Data to process:
PR #387, opened 2021-12-08
Eth Address cleanup

mrLSD:
For more strict types related to Eth address we need modifications:
* modify `Address` type to own type
* Cleanup current `EthAddress` type with new `Address` type
* Implement `Borsh Ser/Deserializer` for `Address` type.


engine-types/src/lib.rs
```diff
@@ -7,6 +7,7 @@ pub mod account_id;
 pub mod parameters;
 pub mod storage;
 pub mod types;
+pub mod types_new;
```
joshuajbouw, line 10: Seems redundant? Why would we need this? Should just live in `types` ?

engine-types/src/parameters.rs
```diff
@@ -53,14 +54,14 @@ pub struct PromiseBatchAction {
...
 
 /// withdraw NEAR eth-connector call args
 #[derive(BorshSerialize, BorshDeserialize)]
 pub struct RefundCallArgs {
-    pub recipient_address: EthAddress,
-    pub erc20_address: Option<EthAddress>,
+    pub recipient_address: Address,
+    pub erc20_address: Option<Address>,
     pub amount: RawU256,
 }
```
joshuajbouw, line 67: Could these break API? Looks like a manual Serialize and Deserialize is needed.

engine/src/connector.rs
```diff
@@ -55,7 +54,7 @@ pub struct EthConnector {
     /// It used in the Deposit flow, to verify log entry form incoming proof.
     pub prover_account: AccountId,
     /// It is Eth address, used in the Deposit and Withdraw logic.
-    pub eth_custodian_address: EthAddress,
+    pub eth_custodian_address: Address,
```
joshuajbouw, line 57: Couldn't this cause issues?

joshuajbouw (changes requested):
I would double check to ensure that anything that is stored anywhere is the exact same format as it currently is. That and ensure that any external call args can certainly be parsed.

engine-types/src/lib.rs
mrLSD: After #386 merge, it will be renamed to `types`. In #386 it's a module, and `types.rs` removed.
To avoid merge conflicts I decided set some temporary name. It'll easily rename to `types` after #386 merge.

engine-types/src/parameters.rs
mrLSD: No breaking changes. For the new `Address` type was implemented custom `Borsh Ser/Deserialize`. And it was tested. `H160`, `U256` do not support `Borsh`. Previously it was `type Adress = H160`.
So we need `RawAddress, RawU256`. But now we can remove at all `RawAddress`.
The code is much cleaner and logically true.

After that it will be PR for Borsh traits wrapped types for `U256`.

engine/src/connector.rs
mrLSD: The idea was to remove `EthAdress`. It was `type EthAddress = [u8; 20]`.
But know we have a strong type for that. Type aliasing is sensitive and can't guaranty types consistency.
`Address` type solves that issue.

engine-types/src/lib.rs
mrLSD: For now, it was merged & deleted.

engine-types/src/types/address.rs
```diff
@@ -0,0 +1,144 @@
...
+    }
+
+    #[test]
+    fn test_wrong_address_19() {
+        let serialized_addr = [0u8; 19];
+        let addr = Address::try_from_slice(&serialized_addr);
+        assert_eq!(
+            addr.unwrap_err().to_string(),
+            error::AddressError::IncorrectLength.to_string()
+        );
```
birchmd, line 116: Cleaner to use `matches!` instead of comparing strings.

engine-types/src/types/address.rs
```diff
@@ -0,0 +1,144 @@
...
+        Address::zero()
+    }
+}
+
+#[cfg(test)]
+mod tests {
+    use super::*;
+
+    #[test]
+    fn test_address_serializer() {
```
birchmd, line 93: We should also add a test that checks the serialization of `Address` is the same as the serialization of `[u8; 20]`. This will ensure this newtype is backwards compatible with the raw types we were using previously.

engine-precompiles/src/native.rs
```diff
@@ -128,7 +130,7 @@ pub mod events {
 
     fn encode_address(a: Address) -> H256 {
         let mut result = [0u8; 32];
-        result[12..].copy_from_slice(a.as_ref());
+        result[12..].copy_from_slice(a.as_bytes());
```
birchmd, line 133: Could implement `AsRef<[u8]> for Address` to avoid this change.

engine-tests/src/tests/access_lists.rs
```diff
@@ -26,11 +26,13 @@ fn test_access_list_tx_encoding_decoding() {
         data: vec![0],
         access_list: vec![
             AccessTuple {
-                address: test_utils::address_from_hex("0x095e7baea6a6c7c4c2dfeb977efac326af552d87"),
+                address: test_utils::address_from_hex("0x095e7baea6a6c7c4c2dfeb977efac326af552d87")
```
birchmd, line 29: Should the `address` field of `AccessTuple` be the `Address` type instead of `H160`? Or does it make things awkward with passing this into SputnikVM if we do that?

engine-tests/src/tests/erc20_connector.rs
```diff
@@ -109,15 +109,16 @@ impl test_utils::AuroraRunner {
...
 
         result.check_ok();
 
-        Vec::<u8>::try_from_slice(result.value().as_slice())
+        let raw_address: [u8; 20] = Vec::<u8>::try_from_slice(result.value().as_slice())
             .unwrap()
             .try_into()
-            .unwrap()
+            .unwrap();
+        Address::from_slice(&raw_address)
```
birchmd, line 121: Could have a convenience function for taking `[u8; 20]` instead of converting to slice.

```rust
impl Address {
    pub fn from_array(array: [u8; 20]) -> Self { Self(H160(array)) }
}
```

engine-tests/src/tests/eth_connector.rs
```diff
@@ -98,12 +98,10 @@ fn init_contract(
...
 }
 
-fn validate_eth_address(address: &str) -> EthAddress {
+fn validate_eth_address(address: &str) -> Address {
     let data = hex::decode(address).unwrap();
     assert_eq!(data.len(), 20);
-    let mut result = [0u8; 20];
-    result.copy_from_slice(&data);
-    result
+    Address::from_slice(&data)
```
birchmd, line 104: Could use `Address::decode(address).unwrap()` instead and this function would be 1 line instead of 3.

engine-tests/src/tests/eth_connector.rs
```diff
@@ -597,15 +599,13 @@ fn test_deposit_with_0x_prefix() {
     use aurora_engine::deposit_event::TokenMessageData;
     let (master_account, contract) = init(CUSTODIAN_ADDRESS);
 
-    let eth_custodian_address: [u8; 20] = {
-        let mut buf = [0u8; 20];
+    let eth_custodian_address: Address = {
         let bytes = hex::decode(CUSTODIAN_ADDRESS).unwrap();
-        buf.copy_from_slice(&bytes);
-        buf
+        Address::from_slice(&bytes)
```
birchmd, line 604: Could use `Address::decode(CUSTODIAN_ADDRESS).unwrap()`

engine-tests/src/tests/eth_connector.rs
```diff
@@ -597,15 +599,13 @@ fn test_deposit_with_0x_prefix() {
...
     };
-    let recipient_address = [10u8; 20];
+    let recipient_address = Address::from_slice(&[10u8; 20]);
```
birchmd, line 606: Could use `Address::from_array()` function I mentioned earlier.

engine-types/src/types/mod.rs
```diff
@@ -1,21 +1,21 @@
...
+pub use address::*;
 pub use balance::*;
 pub use fee::*;
 pub use gas::*;
 pub use wei::*;
 
-pub type RawAddress = [u8; 20];
 pub type RawU256 = [u8; 32];
-// Big-endian large integer type.
+/// Big-endian large integer type.
```
birchmd, line 16: I think this comment actually applies to `RawU256`, and `Unformatted binary data of fixed length.` applies to `RawH256`.

engine/src/deposit_event.rs
```diff
@@ -258,12 +258,13 @@ impl DepositedEvent {
...
         let event = EthEvent::fetch_log_entry_data(DEPOSITED_EVENT, Self::event_params(), data)
             .map_err(error::ParseError::LogParseFailed)?;
-        let sender = event.log.params[0]
+        let raw_sender = event.log.params[0]
             .value
             .clone()
             .into_address()
             .ok_or(error::ParseError::InvalidSender)?
             .0;
+        let sender = Address::from_slice(&raw_sender);
```
birchmd, line 267: Could probably write as `Address::new(raw_sender)` because I think `into_address()` above would return `H160`.

engine/src/engine.rs
```diff
@@ -540,12 +542,12 @@ impl<'env, I: IO + Copy, E: Env> Engine<'env, I, E> {
                 )
             }
             CallArgs::V1(call_args) => {
-                let contract = Address(call_args.contract);
+                let contract = ADDRESS(call_args.contract.raw());
```
birchmd, line 545:
```suggestion
                let contract = call_args.contract;
```

engine/src/engine.rs
```diff
@@ -709,11 +723,11 @@ impl<'env, I: IO + Copy, E: Env> Engine<'env, I, E> {
             let mut message = args.msg.as_bytes();
             assert_or_finish!(message.len() >= 40, output_on_fail, self.io);
 
-            let recipient = Address(unwrap_res_or_finish!(
+            let recipient = ADDRESS(H160(unwrap_res_or_finish!(
```
birchmd, line 726: It seems likely to me that this expression could be simplified, but it's hard to tell because of the macro.

engine/src/lib.rs
```diff
@@ -309,7 +307,10 @@ mod contract {
             &io,
         )
         .sdk_unwrap();
-        engine.register_relayer(predecessor_account_id.as_bytes(), Address(relayer_address));
+        engine.register_relayer(
+            predecessor_account_id.as_bytes(),
+            Address::from_slice(&relayer_address),
```
birchmd, line 312: Could instead use `Address::from_array(relayer_address)` function I suggested earlier.

engine/src/lib.rs
```diff
@@ -476,33 +474,33 @@ mod contract {
     pub extern "C" fn get_code() {
         let mut io = Runtime;
         let address = io.read_input_arr20().sdk_unwrap();
-        let code = engine::get_code(&io, &Address(address));
+        let code = engine::get_code(&io, &Address::from_slice(&address));
```
birchmd, line 477: Could instead use `Address::from_array()` function I suggested earlier.

engine/src/lib.rs
```diff
@@ -476,33 +474,33 @@ mod contract {
...
         io.return_output(&code)
     }
 
     #[no_mangle]
     pub extern "C" fn get_balance() {
         let mut io = Runtime;
         let address = io.read_input_arr20().sdk_unwrap();
-        let balance = engine::get_balance(&io, &Address(address));
+        let balance = engine::get_balance(&io, &Address::from_slice(&address));
```
birchmd, line 485: Could instead use `Address::from_array()` function I suggested earlier.

engine/src/lib.rs
```diff
@@ -476,33 +474,33 @@ mod contract {
...
         io.return_output(&balance.to_bytes())
     }
 
     #[no_mangle]
     pub extern "C" fn get_nonce() {
         let mut io = Runtime;
         let address = io.read_input_arr20().sdk_unwrap();
-        let nonce = engine::get_nonce(&io, &Address(address));
+        let nonce = engine::get_nonce(&io, &Address::from_slice(&address));
```
birchmd, line 493: Could instead use `Address::from_array()` function I suggested earlier.

engine/src/lib.rs
```diff
@@ -854,13 +852,13 @@ mod contract {
 
         let mut io = Runtime;
         let args: ([u8; 20], u64, u64) = io.read_input_borsh().sdk_expect("ERR_ARGS");
-        let address = Address(args.0);
+        let address = Address::from_slice(&args.0);
```
birchmd, line 855: Could instead use `Address::from_array()` function I suggested earlier.

engine/src/parameters.rs
```diff
@@ -539,8 +539,8 @@ mod tests {
     #[test]
     fn test_roundtrip_view_call() {
         let x = ViewCallArgs {
-            sender: [1; 20],
-            address: [2; 20],
+            sender: Address::from_slice(&[1; 20]),
+            address: Address::from_slice(&[2; 20]),
```
birchmd, line 543: Could instead use `Address::from_array()` function I suggested earlier.

engine/src/parameters.rs
```diff
@@ -552,12 +552,12 @@ mod tests {
     #[test]
     fn test_call_args_deserialize() {
         let new_input = FunctionCallArgsV2 {
-            contract: [0u8; 20],
+            contract: Address::from_slice(&[0u8; 20]),
```
birchmd, line 555: Could instead use `Address::from_array()` function I suggested earlier.

engine/src/parameters.rs
```diff
@@ -552,12 +552,12 @@ mod tests {
...
             value: WeiU256::default(),
             input: Vec::new(),
         };
         let legacy_input = FunctionCallArgsV1 {
-            contract: [0u8; 20],
+            contract: Address::from_slice(&[0u8; 20]),
```
birchmd, line 560: Could instead use `Address::from_array()` function I suggested earlier.

engine/src/transaction/eip_1559.rs
```diff
@@ -71,7 +69,7 @@ pub struct SignedTransaction1559 {
 }
 
 impl SignedTransaction1559 {
-    pub fn sender(&self) -> Option<Address> {
+    pub fn sender(&self) -> Option<ethabi::Address> {
```
birchmd, line 72: Why return `ethabi::Address` instead of our `Address`?

engine/src/transaction/mod.rs
```diff
@@ -102,7 +102,7 @@ impl From<EthTransactionKind> for NormalizedEthTransaction {
                 access_list: tx.transaction.access_list,
             },
             Eip1559(tx) => Self {
-                address: tx.sender(),
+                address: tx.sender().map(|v| Address::from_slice(v.as_bytes())),
```
birchmd, line 105: `map` not necessary if `sender` returns our `Address` (see previous comment)

birchmd (commented):
Looks pretty good! Most of my comments are minor.

engine-types/src/types/address.rs
mrLSD: macros .unwrap_err() do not support methods call. So we need directly convert `error::AddressError::IncorrectLength.to_string()`. Because `error::AddressError::IncorrectLength` is Enum

engine-types/src/types/address.rs
```diff
@@ -0,0 +1,144 @@
...
+        Ok(Address::new(H160(result)))
+    }
+
+    pub fn as_bytes(&self) -> &[u8] {
+        self.0.as_bytes()
+    }
+
+    pub fn from_slice(raw_addr: &[u8]) -> Self {
+        Self::new(H160::from_slice(raw_addr))
+    }
```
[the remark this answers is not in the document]
mrLSD: `try_from_slice` should return `Result`. But in many cases we for that message usage we don't need `Result` type

engine-types/src/types/address.rs
```diff
@@ -0,0 +1,144 @@
...
+use borsh::{BorshDeserialize, BorshSerialize};
+
+/// Base Eth Address type
+#[derive(Debug, Clone, Copy, Eq, PartialEq, Ord, PartialOrd)]
+pub struct Address(H160);
+
+#[allow(non_snake_case, dead_code)]
+pub const fn ADDRESS(addr: H160) -> Address {
+    Address(addr)
+}
```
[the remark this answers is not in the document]
mrLSD: No, we can't. `const fn` is not the same as calling `Address::new`. That method we call in another `const fn`. So we can't do that.

But more importantly, the constant method is about optimization. In many places, we use a 
compilation of code that converts to a constant value. Those. compilation level optimization. 

And we can't use the same `const name` as `type name`. Previously it was just alias to `H160`.

I decided to use more const-specific naming. 

But if we remove `const fn` it will performance regrattion.

engine-tests/src/tests/access_lists.rs
mrLSD: Yes. Because it is related to the Traits of SputnikVM.

engine-types/src/types/address.rs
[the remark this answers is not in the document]
birchmd: I'm not saying we should get rid of `const` optimization. I'm saying calling `ADDRESS` as a function is not idiomatic. Either make `const fn new` or simply make the field public (tuple constructors are always `const`).

engine-types/src/types/address.rs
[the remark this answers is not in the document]
birchmd: In many places we don't need to parse a slice at all (see my comment about having a `[u8; 20]` constructor). We should not have any public functions that panic because the can be used unsafely. Please remove this `from_slice` function and in places where it is used either construct from `[u8; 20]` directly or use `try_from_slice` (whichever is appropriate).

engine-tests/src/tests/erc20_connector.rs
mrLSD: Why not:
```
    pub fn from_array(array: &[u8; 20]) -> Self {
        Self(H160(*array))
    }
```

engine/src/deposit_event.rs
mrLSD: It can't

engine-tests/src/tests/erc20_connector.rs
birchmd: `[u8; 20]` implements `Copy` so passing by reference doesn't really save anything.

engine-types/src/types/address.rs
birchmd: `matches!` uses pattern matching under the hood, so it is exactly for comparing enum variants.

mrLSD: It's different type.
`std::io::Error` and `AddressError`. So we should is error message correct.

engine-types/src/types/address.rs
```diff
@@ -0,0 +1,172 @@
...
+    pub fn raw(&self) -> H160 {
+        self.0
+    }
+
+    /// Encode address to string
+    pub fn encode(&self) -> String {
+        hex::encode(self.0.as_bytes())
+    }
+
+    pub fn decode(address: String) -> Result<Address, error::AddressError> {
```
birchmd, line 25:
```suggestion
    pub fn decode(address: &str) -> Result<Address, error::AddressError> {
```

I don't think ownership of the address string should be needed here, so can pass by reference instead.

engine-types/src/types/address.rs
```diff
@@ -0,0 +1,172 @@
...
+
+        let addr = Address::try_from_slice(&serialized_addr).unwrap();
+        assert_eq!(
+            addr.encode(),
+            "096DE9C2B8A5B8c22cEe3289B101f6960d68E51E".to_lowercase()
+        );
+    }
+
+    #[test]
+    fn test_address_deocde() {
```
birchmd, line 112:
```suggestion
    fn test_address_decode() {
```

engine/src/engine.rs
```diff
@@ -523,15 +527,15 @@ impl<'env, I: IO + Copy, E: Env> Engine<'env, I, E> {
         args: CallArgs,
         handler: &mut P,
     ) -> EngineResult<SubmitResult> {
-        let origin = self.origin();
+        let origin = Address::new(self.origin());
         match args {
             CallArgs::V2(call_args) => {
-                let contract = Address(call_args.contract);
+                let contract = Address::new(call_args.contract.raw());
```
birchmd, line 533:
```suggestion
                let contract = call_args.contract;
```

birchmd (approved):
Nice work!
I left a couple more comments, but looks good to me over all.

joshuajbouw (approved):
Looks good now :D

Action item:
Where does the word "related" occur in the records? Return every line that holds it.

Expected answer:
For more strict types related to Eth address we need modifications:
mrLSD: Yes. Because it is related to the Traits of SputnikVM.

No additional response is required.